Exercise brief
Return all of the lines below exactly as they are.
##### Given data
Issue #306, opened 2026-04-21
Update Windows ntuser test to collect data related to the user having logged in via Windows Explorer


vanderpol:
**Abstract**
There can be ntuser.dat files from accounts that cannot received GPO's and will never be able to comply with most security policies (service account profiles, profiles created from WinRM sessions etc... and the collected item for the ntuser test should include a new element with a name somthing like "has_logged_to_windows_explorer" which would a boolean that content authors could use to filter out undesirable ntuser.dat files, much like is currently done for enabled, and days since last login.

In each ntuser.dat from a human user that has logged in via Windows Explorer, will be a key called UserSignedIn located in:  Software\Microsoft\Windows\CurrentVersion\Explorer which will be a REG_DWORD of 1 or 0 to indicate if the user has logged in.

There might be other ways to determine this as well, but the SCC team has found this to be a reliable method for the past few years.

I would dare to say this is really a 'bug fix' more than a feature, so I'm interested in other OVAL board members feedback if this could be rolled into OVAL 5.12.3, and then be included in the upcoming SCAP 1.4.  If we include this in OVAL 5.13 as a feature, it will have to wait for SCAP 1.5

PR #323, opened 2026-05-14
Added new 'user_has_signed_into_explorer' element to ntuser state/item per #306

vanderpol:
Added new element to state/item which allows content authors to filter out users that have not logged in interactively and can be a source of false negatives, as this partial profile does not receive GPO's

### DIFF
--- a/oval-schemas/windows-definitions-schema.xsd
+++ b/oval-schemas/windows-definitions-schema.xsd
@@ -4086,7 +4086,7 @@
 								  </xsd:element>
 								    <xsd:element name="user_has_signed_into_explorer" type="oval-def:EntityStateBoolType" minOccurs="0">
                                           <xsd:annotation>
-                                                <xsd:documentation>The user_has_signed_into_explorer element describes if the user account has ever interactively logged into Windows Explorer.  This is important as User GPO's are applied when a user logs into Windows Explorer, and are not applied for non-interactive logins such as SSH or WinRM.  Those non-interactive logins may cause false positives, and content authors may want to filter them out.</xsd:documentation>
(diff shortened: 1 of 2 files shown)


solind (commented):
Can't this test already just be implemented as a relatively straightforward ntuser_test?

oval-schemas/windows-definitions-schema.xsd
```diff
@@ -4084,6 +4084,12 @@
 											<xsd:documentation>For more information, refer to https://learn.microsoft.com/en-us/troubleshoot/windows-server/support-tools/scripts-to-retrieve-profile-age</xsd:documentation>
 									   </xsd:annotation>
 								  </xsd:element>
+								    <xsd:element name="user_has_signed_into_explorer" type="oval-def:EntityStateBoolType" minOccurs="0">
+                                          <xsd:annotation>
+                                                <xsd:documentation>The user_has_signed_into_explorer element describes if the user account has ever interactively logged into Windows Explorer.  This is important as User GPO's are applied when a user logs into Windows Explorer, and are not applied for non-interactive logins such as SSH or WinRM.  Those non-interactive logins may cause false positives, and content authors may want to filter them out.</xsd:documentation>
```
balleman-ctr: I’m getting hung up on a few specific parts of the documentation (first paragraph).  I’ve attempted a new version for discussion:

The user_has_signed_into_explorer element describes if the user account has ever run Windows Explorer. This is a practical indicator of accounts using interactive (desktop/GUI) sessions and is not set by non-interactive logon methods such as WinRM or SSH. Content authors may use this element to exclude non-interactive users from user policy checks.

vanderpol: @balleman-ctr thanks for your feedback, and I like your revised verbiage, I'll update the schema and ask for a re-review.

A-Biggs: I'm not positive, but I think WinRM logons may get GPOs applied, as a while back the team was doing work around PowerShell and GPOs to add restrictions and I believe the GPOs were having an impact.  The same user may have also logged in using non-WinRM methods, and that is how the GPOs were applied to the profile, but I can't recall, nor do I think we paid attention to that at that time.

A-Biggs (approved):

PR #325, opened 2026-05-21
Add support for ipv6 to unix interface test to resolve #312

vanderpol:
Committing @johnulmer-oval update to resolve #312

Attached are sample results
[Linux_OVAL-Results_unix-def_interface_test.xml](https://github.com/user-attachments/files/28105264/Linux_OVAL-Results_unix-def_interface_test.xml)


solind (commented):
I don't think we've discussed this previously, but this is a pretty significant change in the behavior of this object. Given that, the better course of action here would be to deprecate the interface_test and introduce a new interface512_test that had distinct collection entities for ipv4 and ipv6 addresses.

johnulmer-oval (changes requested):
Suggest moving this to 5.13 so we can more deliberately handle the multiple IPs of both v4 and v6 flavors appropriately.

PR #328, opened 2026-05-22
Fixed typo in draft 5.12.3 schemas on the deprecation of up

vanderpol:
Just need to fix the close tag on the up enumeration to be after the deprecation annotation.


johnulmer-oval (approved):
Looks good.  Annotation chunks now fall inside the 'enumeration' XML chunks to which thay belong.

PR #330, opened 2026-05-26
Deprecated the 'windows_view' element and attribute per #329

vanderpol:
Documented the unused 'windows_view' as deprecated in 5.12.3 and to be removed in 6.0.1


balleman-ctr (approved):
I don't see any problems with merging.

Two observations that could be addressed separately and more generally:
- these deprecations do not add schematron, but some others have it
- there are some indentation inconsistencies

g-burkholder (approved):
We aren't using windows_view in our active content, and I'm not aware of any intent to use it in the future.  I concur with deprecating it.

PR #335, opened 2026-06-05
Merge 5.12.3 develop branch back into master for official 5.12.3 release

vanderpol:
All PR's have been approved, just merging the 5.12.3 develop to master.


guidelines/oval-schema-documentation/independent-definitions-schema.rst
##########
Finished task
Issue #306, opened 2026-04-21
Update Windows ntuser test to collect data related to the user having logged in via Windows Explorer


vanderpol:
**Abstract**
There can be ntuser.dat files from accounts that cannot received GPO's and will never be able to comply with most security policies (service account profiles, profiles created from WinRM sessions etc... and the collected item for the ntuser test should include a new element with a name somthing like "has_logged_to_windows_explorer" which would a boolean that content authors could use to filter out undesirable ntuser.dat files, much like is currently done for enabled, and days since last login.

In each ntuser.dat from a human user that has logged in via Windows Explorer, will be a key called UserSignedIn located in:  Software\Microsoft\Windows\CurrentVersion\Explorer which will be a REG_DWORD of 1 or 0 to indicate if the user has logged in.

There might be other ways to determine this as well, but the SCC team has found this to be a reliable method for the past few years.

I would dare to say this is really a 'bug fix' more than a feature, so I'm interested in other OVAL board members feedback if this could be rolled into OVAL 5.12.3, and then be included in the upcoming SCAP 1.4.  If we include this in OVAL 5.13 as a feature, it will have to wait for SCAP 1.5

PR #323, opened 2026-05-14
Added new 'user_has_signed_into_explorer' element to ntuser state/item per #306

vanderpol:
Added new element to state/item which allows content authors to filter out users that have not logged in interactively and can be a source of false negatives, as this partial profile does not receive GPO's

### DIFF
--- a/oval-schemas/windows-definitions-schema.xsd
+++ b/oval-schemas/windows-definitions-schema.xsd
@@ -4086,7 +4086,7 @@
 								  </xsd:element>
 								    <xsd:element name="user_has_signed_into_explorer" type="oval-def:EntityStateBoolType" minOccurs="0">
                                           <xsd:annotation>
-                                                <xsd:documentation>The user_has_signed_into_explorer element describes if the user account has ever interactively logged into Windows Explorer.  This is important as User GPO's are applied when a user logs into Windows Explorer, and are not applied for non-interactive logins such as SSH or WinRM.  Those non-interactive logins may cause false positives, and content authors may want to filter them out.</xsd:documentation>
(diff shortened: 1 of 2 files shown)


solind (commented):
Can't this test already just be implemented as a relatively straightforward ntuser_test?

oval-schemas/windows-definitions-schema.xsd
```diff
@@ -4084,6 +4084,12 @@
 											<xsd:documentation>For more information, refer to https://learn.microsoft.com/en-us/troubleshoot/windows-server/support-tools/scripts-to-retrieve-profile-age</xsd:documentation>
 									   </xsd:annotation>
 								  </xsd:element>
+								    <xsd:element name="user_has_signed_into_explorer" type="oval-def:EntityStateBoolType" minOccurs="0">
+                                          <xsd:annotation>
+                                                <xsd:documentation>The user_has_signed_into_explorer element describes if the user account has ever interactively logged into Windows Explorer.  This is important as User GPO's are applied when a user logs into Windows Explorer, and are not applied for non-interactive logins such as SSH or WinRM.  Those non-interactive logins may cause false positives, and content authors may want to filter them out.</xsd:documentation>
```
balleman-ctr: I’m getting hung up on a few specific parts of the documentation (first paragraph).  I’ve attempted a new version for discussion:

The user_has_signed_into_explorer element describes if the user account has ever run Windows Explorer. This is a practical indicator of accounts using interactive (desktop/GUI) sessions and is not set by non-interactive logon methods such as WinRM or SSH. Content authors may use this element to exclude non-interactive users from user policy checks.

vanderpol: @balleman-ctr thanks for your feedback, and I like your revised verbiage, I'll update the schema and ask for a re-review.

A-Biggs: I'm not positive, but I think WinRM logons may get GPOs applied, as a while back the team was doing work around PowerShell and GPOs to add restrictions and I believe the GPOs were having an impact.  The same user may have also logged in using non-WinRM methods, and that is how the GPOs were applied to the profile, but I can't recall, nor do I think we paid attention to that at that time.

A-Biggs (approved):

PR #325, opened 2026-05-21
Add support for ipv6 to unix interface test to resolve #312

vanderpol:
Committing @johnulmer-oval update to resolve #312

Attached are sample results
[Linux_OVAL-Results_unix-def_interface_test.xml](https://github.com/user-attachments/files/28105264/Linux_OVAL-Results_unix-def_interface_test.xml)


solind (commented):
I don't think we've discussed this previously, but this is a pretty significant change in the behavior of this object. Given that, the better course of action here would be to deprecate the interface_test and introduce a new interface512_test that had distinct collection entities for ipv4 and ipv6 addresses.

johnulmer-oval (changes requested):
Suggest moving this to 5.13 so we can more deliberately handle the multiple IPs of both v4 and v6 flavors appropriately.

PR #328, opened 2026-05-22
Fixed typo in draft 5.12.3 schemas on the deprecation of up

vanderpol:
Just need to fix the close tag on the up enumeration to be after the deprecation annotation.


johnulmer-oval (approved):
Looks good.  Annotation chunks now fall inside the 'enumeration' XML chunks to which thay belong.

PR #330, opened 2026-05-26
Deprecated the 'windows_view' element and attribute per #329

vanderpol:
Documented the unused 'windows_view' as deprecated in 5.12.3 and to be removed in 6.0.1


balleman-ctr (approved):
I don't see any problems with merging.

Two observations that could be addressed separately and more generally:
- these deprecations do not add schematron, but some others have it
- there are some indentation inconsistencies

g-burkholder (approved):
We aren't using windows_view in our active content, and I'm not aware of any intent to use it in the future.  I concur with deprecating it.

PR #335, opened 2026-06-05
Merge 5.12.3 develop branch back into master for official 5.12.3 release

vanderpol:
All PR's have been approved, just merging the 5.12.3 develop to master.


guidelines/oval-schema-documentation/independent-definitions-schema.rst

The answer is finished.